While the rest of the world burns, Cheez-Its soar

Acquisition talks have Kellanova’s stock up today, but dealmakers don’t love negotiating when markets are unstable.

On a day when pretty much every stock in the market is down, you just cannot stop Cheez-Its. 

Shares of Kellanova, the company that makes Cheez-Its and other snacks like Pringles, are up 13% while the rest of the world is in the red. That’s because Mars, the family-owned maker of candy like M&M's and Snickers, has apparently figured out what we recently reported: everybody loves Cheez-Its

We jest, but reports surfaced over the weekend that Mars is in late-stage talks to buy Kellanova, which is the reason the stock is up today. If the two companies strike a deal, it would be one of the biggest in packaged-food history.

That said, it’s really hard to make deals when valuations are whipsawing like crazy. 

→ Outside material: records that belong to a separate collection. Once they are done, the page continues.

PR #15622, opened 2021-03-30
test: Centos-8-stream now has tracer

skobyda:
Fixes https://github.com/cockpit-project/bots/pull/1861

### DIFF
--- a/test/verify/check-packagekit
+++ b/test/verify/check-packagekit
@@ -37,7 +37,7 @@ done
 """
 
 OSesWithoutTracer = ["debian-stable", "debian-testing", "ubuntu-2004", "ubuntu-stable", "ubuntu-testing",
-                     "fedora-coreos", "centos-8-stream"]
+                     "fedora-coreos"]
 
 
 class NoSubManCase(PackageCase):


skobyda:
Trigerred `centos-8-stream@bots#1861`. Let's see now if `testBasic` and `testSecurityInfo` will fail on `centos-8-stream` but pass on `centos-8-stream@bots#1861`, as expected.

martinpitt:
@skobyda : You did not actually trigger that centos-8-stream@bots#1861 task. Did that throw any error? Happy to do it for you of course, but we should sort that out for you?

skobyda:
That's weird. So the tracer is available on centos-8-stream, but from the failures it looks like it doesn't return any results? Gotta investigate futher

skobyda:
So I try to reproduce what we are doing in the tests, and also connect the VM to network and reinstall some packages independetly (like firewalld), which should cause tracer to report something. So it's very like a bug.
So first thing I will do in the morning is create a bug report a ping a tracer guy since this seems like a big thing.

marusak:
Sent upstream patch https://github.com/FrostyX/tracer/pull/165
Now I'll think what we want to actually do on our side - if some hack or just naughty.

marusak:
`centos-8-stream` will fails. `centos-8-stream@bots#1861` has unrelated machines failure. I'll retry just for hack of it. [log](https://logs.cockpit-project.org/logs/pull-15622-20210406-145737-29f23575-centos-8-stream-bots-1861/log.html)
We will also need to backport this into 8.4 branch but I'll do that once this lands.
It needs to land in lockstep with https://github.com/cockpit-project/bots/pull/1861 which makes it that bit more awkward.

marusak (approved):

martinpitt (approved):
Danke! Test is still running, but mostly done.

It’s often the case that when you see two well-known news organizations reporting on merger talks on a Sunday, the deal gets announced Monday morning. But dealmakers very much prefer to have some certainty in the markets when they’re agreeing to a purchase price, especially for a take-private the size of Kellanova, which could fetch around $30 billion. 

When stocks around the world are moving like they are today, nobody knows what anything’s worth. That’s probably why you’re only seeing a low double-digits percentage premium baked into Kellanova trading right now, compared to a more typical one-third premium for M&A deals. (When Mars bought pet-care company VCA in 2017, for example, it paid a 31% premium.)

The truth about Cheez-its
26 x 24 mm
No it is not a square. Yes that is messed up.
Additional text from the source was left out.